§ Problem details:
Print the complete listing so that it matches the original exactly.

#### Data for processing ####

PR #673, opened 2023-12-11
Add support for attachments

### LINKED ISSUE #479: Attachments

whatyouhide:
Closes #479.

### DIFF
--- a/lib/sentry/envelope.ex
+++ b/lib/sentry/envelope.ex
@@ -2,11 +2,11 @@ defmodule Sentry.Envelope do
   @moduledoc false
   # https://develop.sentry.dev/sdk/envelopes/
 
-  alias Sentry.{Config, Event, UUID}
+  alias Sentry.{Attachment, Config, Event, UUID}
 
   @type t() :: %__MODULE__{
           event_id: UUID.t(),
-          items: [Event.t(), ...]
+          items: [Event.t() | Attachment.t(), ...]
         }
 
   @enforce_keys [:event_id, :items]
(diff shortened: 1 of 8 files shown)


whatyouhide:
@sl0thentr0py ready for review!

lib/sentry/envelope.ex
```diff
@@ -2,37 +2,35 @@ defmodule Sentry.Envelope do
...
+  Creates a new envelope containing the given event and all of its attachments.
   """
-  @spec new([Event.t(), ...]) :: t()
-  def new([%Event{event_id: event_id}] = events) do
+  @spec from_event(Event.t()) :: t()
+  def from_event(%Event{event_id: event_id} = event) do
     %__MODULE__{
       event_id: event_id,
-      items: events
+      items: [event] ++ event.attachments
```
sl0thentr0py, line 22: maybe later let's add an `Envelope.add_item` method too when we need other types so that envelope is general enough

sl0thentr0py (approved):
lgtm 
just added an observation for later

lib/sentry/envelope.ex
whatyouhide: Yep we'll probably need something like that down the line!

####

§ Expected answer:
PR #673, opened 2023-12-11
Add support for attachments

### LINKED ISSUE #479: Attachments

whatyouhide:
Closes #479.

### DIFF
--- a/lib/sentry/envelope.ex
+++ b/lib/sentry/envelope.ex
@@ -2,11 +2,11 @@ defmodule Sentry.Envelope do
   @moduledoc false
   # https://develop.sentry.dev/sdk/envelopes/
 
-  alias Sentry.{Config, Event, UUID}
+  alias Sentry.{Attachment, Config, Event, UUID}
 
   @type t() :: %__MODULE__{
           event_id: UUID.t(),
-          items: [Event.t(), ...]
+          items: [Event.t() | Attachment.t(), ...]
         }
 
   @enforce_keys [:event_id, :items]
(diff shortened: 1 of 8 files shown)


whatyouhide:
@sl0thentr0py ready for review!

lib/sentry/envelope.ex
```diff
@@ -2,37 +2,35 @@ defmodule Sentry.Envelope do
...
+  Creates a new envelope containing the given event and all of its attachments.
   """
-  @spec new([Event.t(), ...]) :: t()
-  def new([%Event{event_id: event_id}] = events) do
+  @spec from_event(Event.t()) :: t()
+  def from_event(%Event{event_id: event_id} = event) do
     %__MODULE__{
       event_id: event_id,
-      items: events
+      items: [event] ++ event.attachments
```
sl0thentr0py, line 22: maybe later let's add an `Envelope.add_item` method too when we need other types so that envelope is general enough

sl0thentr0py (approved):
lgtm 
just added an observation for later

lib/sentry/envelope.ex
whatyouhide: Yep we'll probably need something like that down the line!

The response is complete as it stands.